* _WHAT TO WORK ON_
When a line of the entries contains the word "family", report that line.

* _DATA PROVIDED_
PR #304, opened 2019-11-15
Fix priority bits on G0 family

dotcypress:
@adamgreig could you review and merge this PR?


adamgreig:
What source are you getting 3 prio bits from? I'm not familiar with the G0 family especially, but RM0454 suggests 2 bits:

image

dotcypress:
@adamgreig yes, 2 bits, my bad. Fixed.

Issue #957, opened 2024-02-04
STM32G4 SPI4 has swapped reset values for CR1 and CR2


techmccat:
I notieced while looking at the g474 svd files because svd2rust had created different modules for spi1 and spi4, despite the manual not saying anything about different registers.

spi2 and spi3 are affected too since they re-export spi4.
Fixing this difference could also allow all the spi peripheral to share RegisterBlock definition (thus implementing Deref for the same type)

Register definitions are on page 1787 of the g4 manual [found here](https://www.st.com/resource/en/reference_manual/rm0440-stm32g4-series-advanced-armbased-32bit-mcus-stmicroelectronics.pdf)
Here's the diff of the peripheral definitions I manually copy-pasted from the svd
```diff
2c2
< <name>SPI1</name>
---
> <name>SPI4</name>
5c5
< <baseAddress>0x40013000</baseAddress>
---
> <baseAddress>0x40013C00</baseAddress>
12,14c12,14
< <name>SPI1</name>
< <description>SPI1</description>
< <value>35</value>
---
> <name>SPI4</name>
> <description>SPI4</description>
> <value>84</value>
24c24
< <resetValue>0x00000000</resetValue>
---
> <resetValue>0x00000700</resetValue>
119c119
< <resetValue>0x00000700</resetValue>
---
> <resetValue>0x00000000</resetValue>
```

pietgeursen:
I just hit this issue too using stm32-hal2. It means I can only use SPI1 rather than all 4.

PR #1127, opened 2025-01-23
Fix resetValue of g4 SPI4 CR1 and CR2

pietgeursen:
Fixes issue described in #957 

This is my first time delving into svd file so not sure if I'm doing this correctly.

### DIFF
--- a/CHANGELOG.md
+++ b/CHANGELOG.md
@@ -2,6 +2,7 @@
 
 ## [Unreleased]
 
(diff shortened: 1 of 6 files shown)


burrbull:
As those peripherals are identical it is better to "derive" SPI4 from SPI1. Try add this in root files instead:
```yaml
_derive:
  SPI4: SPI1
```

pietgeursen:
Root files?

pietgeursen:
> Root files?

Nevermind, figured it out :)

burrbull (approved):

* _WRITTEN ANSWER_
Fix priority bits on G0 family
What source are you getting 3 prio bits from? I'm not familiar with the G0 family especially, but RM0454 suggests 2 bits:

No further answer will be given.